Со стены очень просто обставленного кабинета на правнука хмуро смотрел основатель династии, Савва Васильевич. Администрация давно заказала его портрет обладавшему воображением художнику. «Верно обо мне думает нехорошо: в кого ты, голубчик, пошел? От нас отстал, к другим не пристал. Чорт тебя знает, что ты за человек!»… Морозову захотелось поскорее уехать. Он вспомнил, что по делу надо побывать у очень высокопоставленного лица. «К нему следовало бы надеть сюртук? Ничего, обойдется». Сунул в ящик письменного стола револьвер: к этому лицу являться с револьвером в кармане было неудобно.

Во дворце всё было ему неприятно: пышность, мундиры, охрана; но всё это производило и на него некоторое впечатление. Хотя он имел репутацию революционера, высшие власти (до 1905 года) были с ним любезны; не хотели ввязываться в истории с владельцем заводов, на которых были заняты десятки тысяч рабочих. По выражению лица у чиновника, взявшего его карточку, можно было увидеть: сила приехала к силе. Высокопоставленное лицо приняло его тотчас, не в очеред. С ним, как впрочем и со многими высокопоставленными людьми, Морозов говорил опять по другому: старым, деланно-купеческим языком, с обилием «слово-ериков», — ни один богатый купец в Москве давно так не говорил. В Риме старая знать, разные Гаэтани, Колонна, Орсини, да и сам король говорили между собой всегда на народном римском диалекте, но у них это выходило естественно; у Саввы Тимофеевича якобы купеческая речь звучала странно, и он сам не знал, означает ли его «слово-ерик» повышенное или пониженное уважение к собеседнику.

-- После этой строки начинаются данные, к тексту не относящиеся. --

PR #1625, opened 2025-12-02
remove finalizer and use LazyCleaner implementation from pgjdbc

davecramer:
### Summary

see $subject

### DIFF
--- a/wrapper/src/main/java/software/amazon/jdbc/wrapper/ConnectionWrapper.java
+++ b/wrapper/src/main/java/software/amazon/jdbc/wrapper/ConnectionWrapper.java
@@ -76,7 +76,7 @@ public class ConnectionWrapper implements Connection, CanReleaseResources {
 
     this.pluginManager = servicesContainer.getConnectionPluginManager();
     this.pluginService = servicesContainer.getPluginService();
-    this.cleanable = LazyCleaner.getInstance().register(this, new CleanupAction(openConnectionStacktrace, pluginService));
+    this.cleanable = LazyCleaner.getInstance().register(this, new CleanupAction(openConnectionStacktrace, pluginManager, pluginService));
     this.hostListProviderService = servicesContainer.getHostListProviderService();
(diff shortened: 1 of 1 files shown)


wrapper/src/main/java/software/amazon/jdbc/util/LazyCleaner.java
```diff
@@ -0,0 +1,212 @@
...
+    watchedCount++;
+
+    if (!threadRunning) {
+      threadRunning = startThread();
+    }
+    return node;
+  }
+
+  private boolean startThread() {
+    Thread thread = threadFactory.newThread(new Runnable() {
```
sergiyvamz, line 118: Should the thread be a daemon thread?

wrapper/src/main/java/software/amazon/jdbc/wrapper/ConnectionWrapper.java
```diff
@@ -126,9 +130,6 @@ protected void init(final Properties props) throws SQLException {
 
   public void releaseResources() {
     this.pluginManager.releaseResources();
-    if (this.pluginService instanceof CanReleaseResources) {
```
sergiyvamz, line 129: Should we clean up pluginManager similar way?

wrapper/src/main/java/software/amazon/jdbc/util/LazyCleaner.java
davecramer: Actually we do not use a daemon thread in pgjdbc

wrapper/src/main/java/software/amazon/jdbc/wrapper/ConnectionWrapper.java
davecramer: we would have to pass pluginManager into LazyCleaner, but sure

davecramer:
closing in favour of #1641

PR #1626, opened 2025-12-03
fix: add expiration time for cached reader connections and refactor BG plugin

karenc-bq:
### Summary

Fix
- add expiration time for cached reader connections

Chore
- refactor bg plugin

### Description

If connection pool isn't used, the read/write splitting plugin caches the reader connection forever, all read operations will be redirected to a single instance when setReadOnly(true) is called. This may impede performance.
This PR provides a connection parameter allowing user applications to redirect read operations to other instances after certain expiration time.

This PR also reuses existing methods in the BG plugin to reduce code duplication

### DIFF
--- a/wrapper/build.gradle.kts
+++ b/wrapper/build.gradle.kts
@@ -283,8 +283,21 @@ tasks.shadowJar {
 
     archiveBaseName.set("aws-advanced-jdbc-wrapper")
     archiveClassifier.set("bundle-federated-auth")
+    duplicatesStrategy = DuplicatesStrategy.EXCLUDE
 
-    mergeServiceFiles("META-INF")
+    from("${layout.buildDirectory.get()}/META-INF/services/") {
+        into("META-INF/services/")
+    }
+
+    mergeServiceFiles()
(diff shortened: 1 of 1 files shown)


wrapper/src/main/java/software/amazon/jdbc/plugin/bluegreen/BlueGreenStatusMonitor.java
```diff
@@ -546,16 +546,15 @@ protected void openConnection() {
 
     this.openConnectionFuture = openConnectionExecutorService.submit(() -> {
 
-      HostSpec connectionHostSpecCopy = this.connectionHostSpec.get();
-      String connectedIpAddressCopy = this.connectedIpAddress.get();
-
-      if (connectionHostSpecCopy == null) {
+      if (this.connectionHostSpec == null) {
```
karenc-bq:
```suggestion
      if (this.connectionHostSpec.get() == null) {
```

sergiyvamz (approved):

PR #90, opened 2020-02-03
DO NOT MERGE - Incorrect test for vesting more funds than locked at the moment.

Alexey-N-Chernyshov:
MultisigActorState doesn't save initial amount spent. Here is an example how to spend 150% of initial amount in 3 transactions after 50% of locked period has past.

IMO MultisigActor logic is overloaded with vesting logic, i'd split into MultisigActor and VestingActor if locked amount is needed, so MultisigActor could send msgs to VestingActor to unlock amount with multisig.


anorth:
Resolved by #91

PR #91, opened 2020-02-03
test: mockrt updates balance on sends

frrist:
The mock runtime does not automatically track balance changes via message send. Currently this means test writers need to call `rt.SetBalance(/* expected balance after send */)` after a method performs a send operation to update actor balance. #90 has brought to our attention that this is not ergonomic for test writer. This PR updates the mock runtimes `Send()` operation to modify the `balance` value after a message is sent.

### DIFF
--- a/support/mock/mockrt.go
+++ b/support/mock/mockrt.go
@@ -217,7 +217,7 @@ func (rt *Runtime) Send(toAddr addr.Address, methodNum abi.MethodNum, params run
 	}
 
 	if value.GreaterThan(rt.balance) {
-		rt.Abort(exitcode.ErrInsufficientFunds, "cannot send value: %v exceeds balance: %v", value, rt.balance)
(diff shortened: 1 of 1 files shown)


support/mock/mockrt.go
```diff
@@ -209,15 +210,20 @@ func (rt *Runtime) Send(toAddr addr.Address, methodNum abi.MethodNum, params run
...
-
 	expectedMsg := rt.expectSends[0]
 
 	if expectedMsg.Equal(toAddr, methodNum, params, value) {
 		rt.t.Errorf("expectedMessage being sent does not match expectation. Message: to %v method: %v value: %v params: %v, Expected: %v", toAddr, methodNum, value, params, rt.expectSends[0].String())
 	}
-	// pop the expectedMessage from the queue
+
+	if value.GreaterThan(rt.balance) {
+		rt.Abort(exitcode.ErrInsufficientFunds, "cannot send value: %v exceeds balance: %v", value, rt.balance)
```
anorth: Nit, but this should use `SysErrInsufficientFunds` (errors from within the runtime are "system errors")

Высокопоставленное лицо тотчас исполнило его желание и лишь про себя подумало, что левому социальному реформатору не полагалось бы иметь дворец и ездить на кровных рысаках. Впрочем, Савва Тимофеевич и сам часто думал о себе то же самое. «Умный всё-таки монгол!» — сказало адъютанту высокое лицо. Морозов был и по крови чисто-русский, но вид у него в самом деле был скорее монгольский. Сердцеведы недоброжелательно говорили, что он в делах готов раздавить человека, называли его глаза «хищническими» и «безжалостными», приписывали ему разные изречения, подходившие Сесилю Родсу или коммодору Вандербильту. В действительности, он никого не «давил», был в делах честен и никак не безжалостен. Напротив, был скорее добр, хотя и не любил людей, даже тех, кому щедро помогал.